Situato in Alta Val Nure, sulla sponda destra del torrente Nure, ad una altitudine di 800 m circa, quasi ai piedi del monte Megna, a tre chilometri da Ferriere, sulla strada che prosegue verso Pertuso, troviamo Canadello.

E' un paesino accogliente e possiamo dire abbastanza collinare, che si trova nel mezzo di una vallata tondeggiante, circondato da una corona di monti stupendi che nel periodo primaverile si coprono di verde e di fiori variopinti. A Canadello troviamo ospitalità, aria buona di montagna che, unita a quella marina della Liguria, è molto salutare per i bambini e per gli anziani.

Ma la ricchezza più grande è la sorgente, che sgorga dalla roccia nera, rendendola fresca e leggera, che è situata a 500 metri dal paese, sulla strada che porta al monte Megna e ai Laghi Moo e Bino.

All’entrata del paese troviamo un grazioso Oratorio cinquecentesco, uno dei primi costruiti in alta Val Nure. Ogni ricorrenza viene segnalata dal suono della sua campanella seicentesca.
All’origine veniva usata per avvertire gli altri paesi dell’arrivo di un temporale che rischiava di compromettere il duro lavoro di un intero anno. La leggenda popolare racconta che, con il suono di questa campanella, le nuvole si dividevano e il temporale si spostava altrove.
Ogni anno si faceva l’ufficio della campagna che era un triduo (insieme di preghiere) che si concludeva con una benedizione dei campi per proteggere il raccolto dalle intemperie.
In questa occasione ogni famiglia faceva un fascio di croci alte un metro e mezzo che, dopo la benedizione, metteva nei campi per proteggere il raccolto.
La celebrazione proseguiva con una processione che si dirigeva verso la Rocca della Croce dove tuttora rimane una croce che viene restaurata regolarmente.

Nei primi anni del 1800 e per più di un secolo Canadello ha avuto un’emigrazione importante. Giovani, padri di famiglia, e alcune volte famiglie intere partivano alla ricerca di una vita migliore in America e più tardi in Francia. Io parto per l’America parto sul bastimento. Questa canzone popolare e tante altre sono la viva testimonianza dell’epopea di queste persone che dovevano affrontare mille prove nella speranza di una nuova vita. Quasi nessuno di loro è più tornato dall’America. Invece quelli che hanno scelto la Francia sono sempre rimasti molto attaccati alle loro radici e come loro i figli e spesso anche i nipoti tornano regolarmente per il periodo delle vacanze.

Ai tempi dei nostri avi, le famiglie residenti a Canadello erano circa una trentina. Dicono che le prime case erano coperte di paglia di segala e di "ciappe". Le pareti interne delle case erano intrecci di piccoli legni lunghi e sottili, intonacate con sterco di bovini impastato. I cognomi d’origine canadellese sono: Carini, Campominosi, Arata, Quagliaroli, Draghi, Preli, Scaglia, Labati, Roglieri.

All’epoca essi vivevano del raccolto che dava loro la poca terra che possedevano. Qualche mucca procurava loro gli alimenti per il fabbisogno quotidiano. A volte non era sufficiente per mantenere tutta la famiglia, allora in primavera, molti di loro andavano in Liguria per cercare pecore e capre che portavano a casa per fare formaggio, burro e arrotondare il bilancio familiare. In autunno, poi , le riconsegnavano ai loro proprietari.

Sempre in primavera si faceva la campagna del riso.

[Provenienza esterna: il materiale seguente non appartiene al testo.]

PR #2347, opened 2018-11-13
Test assert macros for using existing output arrays in C API

mark-poscablo:
This provides an easy way to test a C-API arrayfire function's capability to write its output to an existing array. The macros can currently cover four kinds of output arrays: null, an existing array that's the same size as the expected output, a sub array (of an existing larger array), and a reordered array that's the same size as the expected output.


mark-poscablo:
@9prady9 Hey thanks for the feedback. Do you think renaming the functions better or structuring it somewhat differently would help make it more clear/intuitive? For now I could at least put comments on those `gen*Array` functions, I forgot to do that actually.

test/testHelpers.hpp
```diff
@@ -979,4 +996,231 @@ ::testing::AssertionResult assertArrayNear(std::string hA_name, std::string aDim
...
+    REORDERED_ARRAY
+};
+
+class TestOutputArrayInfo {
+    af_array out_arr_c; // This af_array determines what will be given back to
+                        // the af_* function, and thus what will be released
+                        // after it is used
+    af::index out_subarr_idxs[4];
+    af::array subarr;
+    TestOutputArrayType out_arr_type;
```
9prady9: I haven't tested my modifications but I think we don't need so many af::array or af_arrays here.
Please check out the following class. Using below definition for future reference, I will suggest modifications to the functions that use this class.
```C++
class TestOutputArrayInfo {
    af::array arr;
    af::index idxs[4];
    TestOutputArrayType out_arr_type;

    public:
    TestOutputArrayInfo(TestOutputArrayType arr_type) :out_arr_type(arr_type) {}

    TestOutputArrayType getOutputArrayType() { return out_arr_type; }

    void init(af::dim4 dims, af::dtype ty) { arr = af::randu(dims, ty); }

    void init(af::dim4 dims, af::dtype ty, af::index subarr_idxs[4]) {
        out_arr = af::randu(dims, ty);
        for (int i = 0; i < 4; ++i)
            idxs[i] = subarr_idxs[i];
    }

    af::array getOutputArray() { return arr; }

    void setOutputArray(af::array newArray) { arr = newArray; }

    af::index idx(dim_t dim) { return idxs[dim]; }
};
```
I have removed some unnecessary member functions that used the old member variables. Also, I have formatted it a bit densely above to have a short message.

test/testHelpers.hpp
```diff
@@ -979,4 +996,231 @@ ::testing::AssertionResult assertArrayNear(std::string hA_name, std::string aDim
...
+    af::index getSubArrayIdx(dim_t dim) {
+        return out_subarr_idxs[dim];
+    }
+};
+
+// Generates a null af_array. testWriteToOutputArray expects that the array that
+// it receives after the af_* function is a valid, allocated af_array
+void genNullArray(TestOutputArrayInfo& metadata, const af::dim4& dims,
+                  const af::dtype ty) {
+    metadata.initArrays();
```
9prady9: `genNullArray` doesn't need to call anything, it will be a no op function. We can keep it if we want to use keep the calling pattern inside switch case in the function `genTestOutputArray`. 

I think it should be removed since it doesn't do anything.

test/testHelpers.hpp
```diff
@@ -979,4 +996,231 @@ ::testing::AssertionResult assertArrayNear(std::string hA_name, std::string aDim
...
+}
+
+// Generates a random array. testWriteToOutputArray expects that it will receive
+// the same af_array that this generates after the af_* function is called
+void genRegularArray(TestOutputArrayInfo& metadata, const af::dim4& dims,
+                  const af::dtype ty) {
+    metadata.initArrays(dims, ty);
```
9prady9: Will become `metadata.init(dims, ty)`

test/testHelpers.hpp
```diff
@@ -979,4 +996,231 @@ ::testing::AssertionResult assertArrayNear(std::string hA_name, std::string aDim
...
+    // Calculate index of sub-array. These will be used also by
+    // testWriteToOutputArray so that the gold sub array will be placed in the
+    // same location. Currently, this location is the center of the large array
+    af::index subarr_idxs[4];
+    for (int i = 0; i < 4; ++i) {
+        subarr_idxs[i] =
+            dims[i] > 1 ? af::seq(pad_size, pad_size + dims[i] - 1) : af::span;
+    }
+
+    metadata.initArrays(full_arr_dims, ty, subarr_idxs);
```
9prady9: Will become `metadata.init(full_arr_dims, ty, subarr_idxs)`

test/testHelpers.hpp
```diff
@@ -979,4 +996,231 @@ ::testing::AssertionResult assertArrayNear(std::string hA_name, std::string aDim
...
+    // The output will be checked if it is still correct even with the
+    // modified dims and strides "hack" with no data movement
+    unsigned reorder_0 = 0;
+    unsigned reorder_1 = 2;
+    unsigned reorder_2 = 1;
+
+    // Shape the output array such that the reordered output array will have
+    // the correct dimensions that the test asks for (i.e. must match dims arg)
+    af::dim4 out_dims(dims[reorder_0], dims[reorder_1], dims[reorder_2]);
+    metadata.initArrays(out_dims, ty);
```
9prady9: will become `metadata.init(out_dims, ty)`

test/testHelpers.hpp
```diff
@@ -979,4 +996,231 @@ ::testing::AssertionResult assertArrayNear(std::string hA_name, std::string aDim
...
+        genRegularArray(*metadata, arr_dims, ty);
+        break;
+    case SUB_ARRAY:
+        genSubArray(*metadata, arr_dims, ty);
+        break;
+    case REORDERED_ARRAY:
+        genReorderedArray(*metadata, arr_dims, ty);
+        break;
+    }
+    *out_ptr = metadata->getOutputArrayC();
```
9prady9: will become
```C++
af_array out = 0;
if (metadata->getOutputArrayType() == SUB_ARRAY) {
    af::array original = metadata->getOutputArray();
    af::array subarr = original(metadata->idx(0), metadata->idx(1),
                                metadata->idx(2), metadata->idx(3));
    // may be it will be better to use C-API in above statement
    af_retain_array(&out, subarr);
} else {
    af_retain_array(&out, metadata->getOutputArray().get());
}
*out_ptr = out;
```

test/testHelpers.hpp
```diff
@@ -979,4 +996,231 @@ ::testing::AssertionResult assertArrayNear(std::string hA_name, std::string aDim
...
+// correctly uses an existing array as its output
+void genTestOutputArray(af_array *out_ptr,
+                        const unsigned ndims, const dim_t *dims,
+                        const af::dtype ty,
+                        TestOutputArrayInfo* metadata) {
+    af::dim4 arr_dims(ndims, dims);
+    switch (metadata->getOutputArrayType()) {
+    case NULL_ARRAY:
+        genNullArray(*metadata, arr_dims, ty);
+        break;
```
9prady9: I would make null array case as the default case, that way, the whole function `genNullArray` can be removed as it won't do anything in the modified code.
```C++
switch(...) {
...
default: // do nothing as that itself is null array case
}
```

test/testHelpers.hpp
```diff
@@ -979,4 +996,231 @@ ::testing::AssertionResult assertArrayNear(std::string hA_name, std::string aDim
...
+                       const af_array gold, const af_array out,
+                       TestOutputArrayInfo *metadata) {
+    // In the case of NULL_ARRAY, the output array starts out as null.
+    // After the af_* function is called, it shouldn't be null anymore
+    if (metadata->getOutputArrayType() == NULL_ARRAY) {
+        if (out == 0) {
+            return ::testing::AssertionFailure()
+                << "Output af_array " << result_name << " is null";
+        }
+        metadata->setOutputArrayC(out);
```
9prady9: will become
`metadata->setOutputArray(af::array())`

test/testHelpers.hpp
```diff
@@ -979,4 +996,231 @@ ::testing::AssertionResult assertArrayNear(std::string hA_name, std::string aDim
...
+    }
+    // For every other case, must check if the af_array generated by
+    // genTestOutputArray was used by the af_* function as its output array
+    else {
+        if (metadata->getOutputArrayC() != out) {
```
9prady9: `metadata->getOutputArray().get()`

test/testHelpers.hpp
```diff
@@ -979,4 +996,231 @@ ::testing::AssertionResult assertArrayNear(std::string hA_name, std::string aDim
...
+
+        af_array gold_retain = 0;
+        af_retain_array(&gold_retain, gold);
+        af::array gold_retain_cpp(gold_retain);
+
+        af::copy(metadata->out_arr_cpy, gold_retain_cpp,
+                 metadata->getSubArrayIdx(0),
+                 metadata->getSubArrayIdx(1),
+                 metadata->getSubArrayIdx(2),
+                 metadata->getSubArrayIdx(3));
```
9prady9: this if block will change to something like the following
```C++
af_array gold_retain = 0;
af_retain_array(&gold_retain, gold);
af::array gold_retain_cpp(gold_retain);
af::array original = metadata->getOutputArray();
af::array subout = original(metadata->idx(0), metadata->idx(1),
                            metadata->idx(2), metadata->idx(3));
af::array subgold = gold_retain_cpp(metadata->idx(0), metadata->idx(1),
                                    metadata->idx(2), metadata->idx(3));
return assertArrayEq(gold_name, result_name, subgold, subarr);
```

test/testHelpers.hpp
mark-poscablo: I like this leaner version of the class. However, with this and the changes below that this version entails, I think we're kinda straying away from the original purpose of this class and the other helper functions. So instead of me suggesting changes to this version, let me comment/ask questions on the changes below so that we can come back here and change some things if we need to.

test/testHelpers.hpp
mark-poscablo: Yes this is essentially a no-op. I debated whether to leave this here or not but I decided to leave it in order to keep the calling pattern in the switch statement in `genTestOutputArray`. But yeah we don't have to keep it (calling that empty function is a small performance hit too).

test/testHelpers.hpp
mark-poscablo: `metadata.init(dims, ty)`, according to your class definition above, simply creates a random `af::array` and stores it within the class. I think that might be too simple for this reason: We do store the `af::array` as a member data of the class, but we don't store the final `af_array` value that we give back to the test for `af_approx1` to use as its output. We need to store that `af_array` value because we need to test if `af_approx1` (or any other `af_*` function) will place its output data on the the same existing, allocated `af_array` that we give to it, and hence, we need to compare the `af_array` value we generated and the `af_array` that `af_approx1` gives as its output - they must be the same.

test/testHelpers.hpp
mark-poscablo: Same concern as above (`genRegularArray`). In addition, however, I think we also need to store a copy of the original random full array that we generated, because in this case, we test if the output of `af_approx1` modifies the subarray and only the subarray - the rest of the full array must be untouched. Thus if we make a copy of the original random array that we generated, and we compare the original and the copy after (1) `af_approx1` places its output on the subarray of the original and after (2) we inject the reference values on the subarray of the copy - the original and the copy full arrays must have the same values element-wise.

test/testHelpers.hpp
mark-poscablo: Same concern as (`genRegularArray`).

test/testHelpers.hpp
mark-poscablo: A couple of concerns here:
- I've written about storing the original, full array and making a copy of it for the actual testing later. Please see my comment on `genSubArray`.
- Maybe it is better indeed to use the C API there. Either way though we'll need to retain `subarr` or `metadata->getOutputArray().get()`. The question is where in the code do we eventually release it. My solution to this (formed from Umar's suggestion to have the destructor call the release) is to store the value of `af_retain_array`'s output in `TestOutputArrayInfo`, then eventually release that inside the destructor. This essentially makes a central point on where to release whatever was allocated/retained, regardless of whether the asserts pass or fail (since the destructor is called either way).

test/testHelpers.hpp
mark-poscablo: What if we make sure we give back 0 for the `af_array` in this case (this is what I currently do inside `genNullArray`)? Maybe I'm a little paranoid, but if the user doesn't initialize the output `af_array` (passed in here as `*out_ptr`) before calling `genTestOutputArray`, then I'd guess that it could be something other than 0 and we'd get undefined/ugly behavior.

test/testHelpers.hpp
mark-poscablo: Actually I don't think this line will make any difference, even in my original code. In the `NULL_ARRAY` case, we only check two things - that the output of `af_approx1` isn't null, and that the output matches the reference, element-wise. We do the latter in the very last else statement in this function (`testWriteToOutputArray`), and in there we just use the arguments given in the call, not whatever data we've stored in `TestOutputArrayInfo` (it'll be a different story for `SUB_ARRAY`, however).

test/testHelpers.hpp
mark-poscablo: `metadata->getOutputArray().get()` will not equal `out`. The latter is the output of `af_retain_array` in `genTestOutputArray`, and that is going to be different from the result of `af::array::get()`. This is one of the reasons why I currently store the output of the retain call as a member of `TestOutputArrayInfo`.

test/testHelpers.hpp
mark-poscablo: I think you've got this already from our conversation in Slack, but basically my concern here is reflected in my response to your comment in `genSubArray`. Anyway, `gold` and `gold_retain_cpp` are both the reference sub-array. We want to inject that into a duplicate of the original random array that we generated in `genTestOutputArray, and compare the duplicate to the original (both full arrays) - both must equal element wise, because at this point, `af_approx1` should have already injected its output into the full original random array that we generated.

mark-poscablo:
As per the Skype call either between me, @9prady9, and @umar456, I've simplified my current code mainly by limiting the arrayfire calls to the C API. This also reduces the necessary member data, especially the `af::/af_arrays` needed. Thanks for the feedback guys, I actually like this version better than what I had - it's cleaner and it's still free of memory leaks (this whole PR actually gets rid of the existing memory leaks in the tests). Please let me know if there's anything else I can improve on this.

9prady9:
looks good.

test/testHelpers.hpp
```diff
@@ -979,4 +996,209 @@ ::testing::AssertionResult assertArrayNear(std::string hA_name, std::string aDim
...
+    FULL_ARRAY,
+    SUB_ARRAY,
+    REORDERED_ARRAY
+};
+
+class TestOutputArrayInfo {
+    af_array out_arr;
+    af_array out_arr_cpy;
+    af_array out_subarr;
+    std::vector<af_seq> out_subarr_idxs;
```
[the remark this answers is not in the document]
umar456: you are assigning to lhs and using lhs at the same time. I think that would leak. I don't see why you would get a heap use after free because of it because its on the stack.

Molte erano le donne che andavano nelle risaie per guadagnarsi un po’ di denaro e un sacco di riso con dure fatiche. Le chiamavano “le mondariso”. Erano solite cantare mentre lavoravano e i loro canti sono considerati come vere testimonianze umane.

Un'altra attività molto importante erano le carbonaie cosiddette “carbonere”, con le quali si faceva il carbone che poi veniva venduto.

Quando si costruiva una casa, si faceva la calce nella “furnesa”, che aveva l’aspetto di un grande cono di pietre bianche con un’apertura che sembrava una bocca nella quale si accendeva un fuoco con grossi pezzi di legno. Si diceva allora “dei da mangè a furnesa”.

Siamo all’inizio del 2000. Canadello ha ora un aspetto nuovo. Oltre alle case costruite da poco, anche le case secolari sono state rimesse a nuovo.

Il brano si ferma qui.